Order has always remained out of reach despite the essentially continuous and universal escalation of enforcement across regimes. The number of agents deployed at the U.S.-Mexico border has grown twentyfold since the 1970s, but the number of attempted crossings rose steadily for decades nonetheless, mostly driven by Mexican nationals, and stayed high until the 2008 economic crash. (By that point, there were an estimated 12.2 million undocumented immigrants in the country.) Attempted crossings began rising again during Obama’s term as the economy recovered and conditions in Central America deteriorated. Donald Trump then won the presidency on one of the most anti-immigrant platforms in American history and instituted policies that were as cruel as he had promised—but attempted crossings by Central Americans surged late in his term too.

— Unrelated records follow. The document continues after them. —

PR #73, opened 2023-06-06
Ping extension ipc server before use local ssh IDE-77

mustard-mh:
## Related Issue(s)

Relates [IDE-77](https://linear.app/gitpod/issue/IDE-77)

## Documentation

/hold

### DIFF
--- a/src/local-ssh/ipc/extensionServiceServer.ts
+++ b/src/local-ssh/ipc/extensionServiceServer.ts
@@ -3,7 +3,7 @@
  *  Licensed under the MIT License. See License.txt in the project root for license information.
  *--------------------------------------------------------------------------------------------*/
 
-import { ExtensionServiceDefinition, ExtensionServiceImplementation, GetWorkspaceAuthInfoRequest, GetWorkspaceAuthInfoResponse, SendErrorReportRequest, SendLocalSSHUserFlowStatusRequest } from '../../proto/typescript/ipc/v1/ipc';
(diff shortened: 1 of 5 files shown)


mustard-mh:
✅  It can send error report and telemetry if failed to ping
image

✅ It can access workspaces if ping succeed

@jeanp413

mustard-mh:
I'm going to merge this PR

P.S. it adds another telemetry event which will send only when failed `ping_extension_server`

cc @akosyakov @jeanp413

src/local-ssh/ipc/extensionServiceServer.ts
```diff
@@ -198,3 +203,27 @@ export class ExtensionServiceServer extends Disposable {
...
+        server.once('error', () => {
+            resolve(true);
+        });
+        server.once('listening', () => {
+            server.close();
+            resolve(false);
+        });
+        server.listen(port);
+    });
+}
```
jeanp413, line 219: vscode also uses this method but it has this comment ` Uses listen instead of connect. Is faster, but if there is another listener on 0.0.0.0 then this will take 127.0.0.1 from that listener.` do you think we should take it in consideration?
https://github.com/microsoft/vscode/blob/e686621e2ed038f1d21e61f29dd45bc5fdfa680a/src/vs/base/node/ports.ts#L150-L191

mustard-mh: > Uses listen instead of connect. Is faster, but if there is another listener on 0.0.0.0 then this will take 127.0.0.1 from that listener.

It is listen now. Not sure what this mean.

(I tested that listen and ping are very fast 😂)

mustard-mh: We use `127.0.0.1` because extension server listened to it @jeanp413

PR #74, opened 2023-06-09
separate local ssh and gateway (ssh flow)

akosyakov:
## Related Issue(s)

Fixes #

## Documentation

/hold


mustard-mh (approved):
Code LGTM.

- It can connect with local-ssh ✅ 
- It will fallback to gateway and report telemetry when local-ssh port used ✅ 

| Failed as port been used | Fallback to gateway|
|:-:|:-:|
|image |image|
- It will use local-app if user override it ✅ 
image

PR #75, opened 2023-06-11
Improve workspace restart

jeanp413:
## Description

Improve workspace restart

## Related issue
Fixes [IDE-95](https://linear.app/gitpod/issue/IDE-95)


src/workspaceState.ts
```diff
@@ -9,24 +9,61 @@ import * as vscode from 'vscode';
...
         private readonly sessionService: ISessionService,
-        private readonly logger: ILogService,
+        private readonly logService: ILogService,
     ) {
         super();
 
-        this.logger.trace(`WorkspaceState manager for workspace ${workspaceId} started`);
+        this.logService.trace(`WorkspaceState manager for workspace ${workspaceId} started`);
 
         const { onStatusChanged, dispose } = this.sessionService.getAPI().workspaceStatusStreaming(workspaceId);
```
akosyakov, line 68: We can miss phases because of reconnections and general mixups with order, what happens if never see stopping but stopped after reconnection?

src/workspaceState.ts
```diff
@@ -9,24 +9,61 @@ import * as vscode from 'vscode';
...
 
 export class WorkspaceState extends Disposable {
     private workspaceState: WorkspaceStatus | undefined;
+    private _contextUrl: string | undefined;
 
     private _onWorkspaceStateChanged = this._register(new vscode.EventEmitter<void>());
     readonly onWorkspaceStateChanged = this._onWorkspaceStateChanged.event;
 
-    readonly onWorkspaceStopped = filterEvent(this.onWorkspaceStateChanged, () => this.workspaceState?.instance?.status?.phase === WorkspaceInstanceStatus_Phase.STOPPING); // assuming stopping state is never skipped
+    readonly onWorkspaceRunning = onceEvent(filterEvent(this.onWorkspaceStateChanged, () => this.isWorkspaceRunning));
```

On the other side of the equation, “comprehensive immigration reform”—the opening up of legal access to the country, for which border enforcement is always supposed to pave the way—was proposed in Congress under both Bush and Obama. It failed both times, buried in each case by white nativist sentiment. The premise, remember, is that the threat of strict enforcement will both reduce undocumented southern-border crossings and appease the faction of voters and representatives who believe that the immigrants who arrive in that manner are mostly drug traffickers and gang members who plan to defraud the welfare system. The reality is that it has never succeeded in either.
It is telling, on that note, that the “crisis” at the border began as a Mexican phenomenon, changed to a Central American one, and is now Haitian. There is ongoing study in the academic and policy world of exactly what “push” and “pull” factors contribute most to migration surges, but it is safe to say that even the most restrictive, hostile governments cannot prevent them altogether. People leave their homes for reasons ranging from mass unemployment to civil war to natural disaster, and are often willing to take on well-publicized risks of dying by drowning or dehydration to do so. It’s a chaotic phenomenon by nature.
This has been true even when the United States’ economy and the domestic situations of its Western Hemisphere neighbors contributed to “low” migration levels. Under Obama, with border apprehensions as infrequent as they had been since the 1970s, the backlog of pending asylum claims reached nearly 500,000, with cases taking on average 667 days to resolve. A federal judge ruled that the administration was violating the terms of a previous legal settlement by indefinitely detaining families with children, and there was bipartisan outrage over failures to protect unaccompanied minors.
If indeed there is a way to turn away the tired and the poor that is both orderly and humane, Joe Biden is no closer to finding it than Ronald Reagan was. And while cruelty may not be the point of Biden’s policy, or that of most of his predecessors’, it is the inevitable result of trying to keep so many desperate people out of the country where they would like to live.